### What you need to do
Return only the lines of the listing below that run from the line with "PR #1494, opened 2024-01-12" through the line with "We have been", both ends included, exactly as written.
▬▬▬▬▬▬
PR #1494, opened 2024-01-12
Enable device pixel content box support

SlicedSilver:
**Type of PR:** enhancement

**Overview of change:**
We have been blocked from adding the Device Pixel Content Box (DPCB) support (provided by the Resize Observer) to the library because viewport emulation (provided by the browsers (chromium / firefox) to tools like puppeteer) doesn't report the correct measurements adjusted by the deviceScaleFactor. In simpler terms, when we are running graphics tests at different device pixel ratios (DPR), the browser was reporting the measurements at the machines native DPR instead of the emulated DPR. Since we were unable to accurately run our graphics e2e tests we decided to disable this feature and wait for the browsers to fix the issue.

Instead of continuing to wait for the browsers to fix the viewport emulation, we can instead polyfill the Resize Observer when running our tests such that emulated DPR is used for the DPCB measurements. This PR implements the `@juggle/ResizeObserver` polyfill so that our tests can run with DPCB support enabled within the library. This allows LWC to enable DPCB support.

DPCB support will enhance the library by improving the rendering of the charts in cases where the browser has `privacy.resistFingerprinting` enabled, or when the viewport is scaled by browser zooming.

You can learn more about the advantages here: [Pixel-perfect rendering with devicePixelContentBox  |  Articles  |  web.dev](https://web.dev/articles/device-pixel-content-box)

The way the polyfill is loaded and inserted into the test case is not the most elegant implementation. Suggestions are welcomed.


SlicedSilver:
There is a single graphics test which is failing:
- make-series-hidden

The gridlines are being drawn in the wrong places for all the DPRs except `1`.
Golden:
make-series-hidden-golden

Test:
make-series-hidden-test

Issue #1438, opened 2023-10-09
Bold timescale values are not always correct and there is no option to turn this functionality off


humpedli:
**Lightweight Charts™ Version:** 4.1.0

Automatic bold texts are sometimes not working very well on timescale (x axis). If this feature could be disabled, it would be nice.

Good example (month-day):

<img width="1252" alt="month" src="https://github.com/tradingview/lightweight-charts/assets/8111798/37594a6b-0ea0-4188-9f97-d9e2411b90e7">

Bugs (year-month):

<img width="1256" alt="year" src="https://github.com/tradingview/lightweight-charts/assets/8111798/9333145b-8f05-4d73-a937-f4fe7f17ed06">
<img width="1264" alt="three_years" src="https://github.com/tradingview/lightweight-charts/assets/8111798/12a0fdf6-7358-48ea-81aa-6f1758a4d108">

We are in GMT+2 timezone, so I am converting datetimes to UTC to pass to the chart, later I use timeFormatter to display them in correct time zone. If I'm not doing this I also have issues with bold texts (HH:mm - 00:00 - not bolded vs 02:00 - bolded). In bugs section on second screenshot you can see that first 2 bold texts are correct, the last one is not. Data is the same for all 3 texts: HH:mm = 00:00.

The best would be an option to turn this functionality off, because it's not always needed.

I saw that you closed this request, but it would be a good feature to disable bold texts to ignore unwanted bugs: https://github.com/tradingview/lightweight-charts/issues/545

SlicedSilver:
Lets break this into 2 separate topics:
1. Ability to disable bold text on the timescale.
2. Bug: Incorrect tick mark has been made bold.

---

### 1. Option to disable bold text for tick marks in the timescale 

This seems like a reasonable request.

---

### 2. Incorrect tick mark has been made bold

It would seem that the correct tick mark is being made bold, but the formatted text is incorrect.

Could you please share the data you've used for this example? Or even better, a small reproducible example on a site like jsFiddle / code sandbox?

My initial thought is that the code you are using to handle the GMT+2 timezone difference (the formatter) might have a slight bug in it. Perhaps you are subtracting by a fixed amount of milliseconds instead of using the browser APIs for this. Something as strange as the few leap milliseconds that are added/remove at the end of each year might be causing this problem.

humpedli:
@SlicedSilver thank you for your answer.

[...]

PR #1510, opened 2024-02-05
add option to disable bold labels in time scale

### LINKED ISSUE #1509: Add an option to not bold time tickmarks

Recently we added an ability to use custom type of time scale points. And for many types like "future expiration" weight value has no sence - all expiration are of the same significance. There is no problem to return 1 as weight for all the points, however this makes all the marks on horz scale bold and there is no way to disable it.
▬▬▬▬▬▬
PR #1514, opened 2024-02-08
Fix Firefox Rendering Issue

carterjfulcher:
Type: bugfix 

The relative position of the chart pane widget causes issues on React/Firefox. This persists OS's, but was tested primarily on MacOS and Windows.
▬▬▬▬▬▬
### Written solution
PR #1494, opened 2024-01-12
Enable device pixel content box support

SlicedSilver:
**Type of PR:** enhancement

**Overview of change:**
We have been blocked from adding the Device Pixel Content Box (DPCB) support (provided by the Resize Observer) to the library because viewport emulation (provided by the browsers (chromium / firefox) to tools like puppeteer) doesn't report the correct measurements adjusted by the deviceScaleFactor. In simpler terms, when we are running graphics tests at different device pixel ratios (DPR), the browser was reporting the measurements at the machines native DPR instead of the emulated DPR. Since we were unable to accurately run our graphics e2e tests we decided to disable this feature and wait for the browsers to fix the issue.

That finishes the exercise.